*** Given entries ***

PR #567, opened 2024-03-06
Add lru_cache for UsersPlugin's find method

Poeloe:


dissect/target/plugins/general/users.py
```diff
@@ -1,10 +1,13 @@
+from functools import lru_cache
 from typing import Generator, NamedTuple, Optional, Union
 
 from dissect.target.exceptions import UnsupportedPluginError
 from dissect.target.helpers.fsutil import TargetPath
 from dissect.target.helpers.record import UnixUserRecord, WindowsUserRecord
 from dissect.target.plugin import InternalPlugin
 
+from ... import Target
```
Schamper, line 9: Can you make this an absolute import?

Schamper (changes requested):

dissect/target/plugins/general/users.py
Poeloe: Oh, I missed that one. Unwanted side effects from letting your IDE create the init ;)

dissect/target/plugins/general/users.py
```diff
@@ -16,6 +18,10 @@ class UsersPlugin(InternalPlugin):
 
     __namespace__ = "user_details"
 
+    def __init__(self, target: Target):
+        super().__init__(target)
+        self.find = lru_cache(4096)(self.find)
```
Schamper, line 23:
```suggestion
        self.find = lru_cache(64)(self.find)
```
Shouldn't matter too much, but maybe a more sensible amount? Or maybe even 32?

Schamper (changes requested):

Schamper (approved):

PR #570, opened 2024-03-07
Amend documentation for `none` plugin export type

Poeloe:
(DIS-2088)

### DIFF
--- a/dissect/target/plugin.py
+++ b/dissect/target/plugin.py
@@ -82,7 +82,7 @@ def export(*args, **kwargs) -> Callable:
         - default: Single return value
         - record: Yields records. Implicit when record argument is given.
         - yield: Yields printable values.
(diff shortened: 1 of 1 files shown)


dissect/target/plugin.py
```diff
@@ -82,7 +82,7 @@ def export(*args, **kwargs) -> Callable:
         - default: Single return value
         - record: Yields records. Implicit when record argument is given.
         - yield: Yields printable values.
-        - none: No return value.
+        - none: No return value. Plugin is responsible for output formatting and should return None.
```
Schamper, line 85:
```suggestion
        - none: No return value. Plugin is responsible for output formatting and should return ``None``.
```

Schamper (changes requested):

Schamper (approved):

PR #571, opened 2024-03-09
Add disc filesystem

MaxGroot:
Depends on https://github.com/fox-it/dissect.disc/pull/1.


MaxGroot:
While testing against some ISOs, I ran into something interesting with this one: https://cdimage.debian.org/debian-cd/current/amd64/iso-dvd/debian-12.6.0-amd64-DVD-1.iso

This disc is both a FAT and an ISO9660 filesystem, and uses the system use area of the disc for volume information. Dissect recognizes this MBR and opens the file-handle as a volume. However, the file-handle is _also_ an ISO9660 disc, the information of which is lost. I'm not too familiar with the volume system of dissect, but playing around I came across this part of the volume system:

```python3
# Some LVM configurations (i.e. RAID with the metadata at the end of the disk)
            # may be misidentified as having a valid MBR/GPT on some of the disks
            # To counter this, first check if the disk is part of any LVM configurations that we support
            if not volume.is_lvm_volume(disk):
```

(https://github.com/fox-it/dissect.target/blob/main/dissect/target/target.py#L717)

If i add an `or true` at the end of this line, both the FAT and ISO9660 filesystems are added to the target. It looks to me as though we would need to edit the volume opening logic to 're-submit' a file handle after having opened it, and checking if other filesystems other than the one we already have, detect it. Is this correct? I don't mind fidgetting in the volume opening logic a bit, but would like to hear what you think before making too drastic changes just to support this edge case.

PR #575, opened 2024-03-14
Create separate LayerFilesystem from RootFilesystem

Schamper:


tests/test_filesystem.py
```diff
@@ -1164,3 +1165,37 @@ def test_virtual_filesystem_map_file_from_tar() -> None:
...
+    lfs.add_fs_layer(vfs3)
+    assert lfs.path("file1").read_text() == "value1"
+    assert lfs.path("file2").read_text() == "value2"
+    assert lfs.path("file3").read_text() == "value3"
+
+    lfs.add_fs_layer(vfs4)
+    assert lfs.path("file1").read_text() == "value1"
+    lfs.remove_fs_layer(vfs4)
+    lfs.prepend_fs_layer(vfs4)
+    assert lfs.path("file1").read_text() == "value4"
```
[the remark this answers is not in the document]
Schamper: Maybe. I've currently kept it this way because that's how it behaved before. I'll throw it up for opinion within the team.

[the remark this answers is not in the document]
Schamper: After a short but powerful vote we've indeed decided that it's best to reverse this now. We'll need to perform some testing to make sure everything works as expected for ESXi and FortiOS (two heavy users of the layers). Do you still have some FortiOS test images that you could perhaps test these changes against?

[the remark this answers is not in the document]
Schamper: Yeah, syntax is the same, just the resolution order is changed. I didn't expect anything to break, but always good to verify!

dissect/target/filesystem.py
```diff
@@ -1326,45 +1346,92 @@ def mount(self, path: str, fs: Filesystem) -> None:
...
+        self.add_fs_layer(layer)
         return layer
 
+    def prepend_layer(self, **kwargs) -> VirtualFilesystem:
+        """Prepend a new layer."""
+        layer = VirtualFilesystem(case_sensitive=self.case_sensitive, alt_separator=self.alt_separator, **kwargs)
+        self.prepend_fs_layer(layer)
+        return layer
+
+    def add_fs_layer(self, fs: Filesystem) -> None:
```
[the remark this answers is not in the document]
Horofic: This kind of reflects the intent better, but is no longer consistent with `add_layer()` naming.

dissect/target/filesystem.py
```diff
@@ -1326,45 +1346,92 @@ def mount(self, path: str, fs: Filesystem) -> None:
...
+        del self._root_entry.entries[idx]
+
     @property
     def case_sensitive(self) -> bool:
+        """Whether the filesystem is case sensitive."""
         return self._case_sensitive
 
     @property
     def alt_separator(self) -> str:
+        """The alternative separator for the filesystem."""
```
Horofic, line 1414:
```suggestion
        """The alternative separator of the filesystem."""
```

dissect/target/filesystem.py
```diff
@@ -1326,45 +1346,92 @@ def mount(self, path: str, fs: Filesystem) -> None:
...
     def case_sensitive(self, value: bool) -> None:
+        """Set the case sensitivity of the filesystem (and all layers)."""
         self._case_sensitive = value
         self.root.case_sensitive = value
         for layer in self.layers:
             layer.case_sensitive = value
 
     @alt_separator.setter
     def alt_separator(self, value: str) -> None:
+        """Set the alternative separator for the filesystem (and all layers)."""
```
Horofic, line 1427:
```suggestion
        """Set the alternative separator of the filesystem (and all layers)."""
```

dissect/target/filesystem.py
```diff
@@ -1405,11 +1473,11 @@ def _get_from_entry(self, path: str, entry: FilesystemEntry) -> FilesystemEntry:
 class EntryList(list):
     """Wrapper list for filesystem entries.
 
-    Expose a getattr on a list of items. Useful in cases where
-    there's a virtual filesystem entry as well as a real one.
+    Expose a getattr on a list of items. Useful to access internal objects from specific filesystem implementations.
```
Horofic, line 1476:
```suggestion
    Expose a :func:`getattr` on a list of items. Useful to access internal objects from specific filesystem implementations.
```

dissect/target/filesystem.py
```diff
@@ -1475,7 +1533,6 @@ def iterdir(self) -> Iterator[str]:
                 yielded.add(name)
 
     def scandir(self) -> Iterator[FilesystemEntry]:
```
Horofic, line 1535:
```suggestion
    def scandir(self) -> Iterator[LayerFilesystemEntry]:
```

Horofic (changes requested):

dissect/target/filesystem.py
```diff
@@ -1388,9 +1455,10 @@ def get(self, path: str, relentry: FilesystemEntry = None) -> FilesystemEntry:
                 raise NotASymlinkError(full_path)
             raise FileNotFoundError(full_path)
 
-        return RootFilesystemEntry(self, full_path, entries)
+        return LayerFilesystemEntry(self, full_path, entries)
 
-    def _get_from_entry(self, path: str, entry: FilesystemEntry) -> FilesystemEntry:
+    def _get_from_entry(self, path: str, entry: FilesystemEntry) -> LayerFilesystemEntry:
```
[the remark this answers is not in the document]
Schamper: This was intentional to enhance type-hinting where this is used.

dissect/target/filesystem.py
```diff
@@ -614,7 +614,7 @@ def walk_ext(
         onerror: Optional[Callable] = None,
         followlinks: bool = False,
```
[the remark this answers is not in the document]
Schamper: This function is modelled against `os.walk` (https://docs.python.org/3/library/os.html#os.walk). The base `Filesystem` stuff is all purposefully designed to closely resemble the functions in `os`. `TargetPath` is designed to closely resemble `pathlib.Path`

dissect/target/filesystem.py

*** End of Given entries ***

> **Task prompt**
Look through the entries, and return every line that the word "import" appears in.

> **Written answer**
+from functools import lru_cache
 from typing import Generator, NamedTuple, Optional, Union
 from dissect.target.exceptions import UnsupportedPluginError
 from dissect.target.helpers.fsutil import TargetPath
 from dissect.target.helpers.record import UnixUserRecord, WindowsUserRecord
 from dissect.target.plugin import InternalPlugin
+from ... import Target
Schamper, line 9: Can you make this an absolute import?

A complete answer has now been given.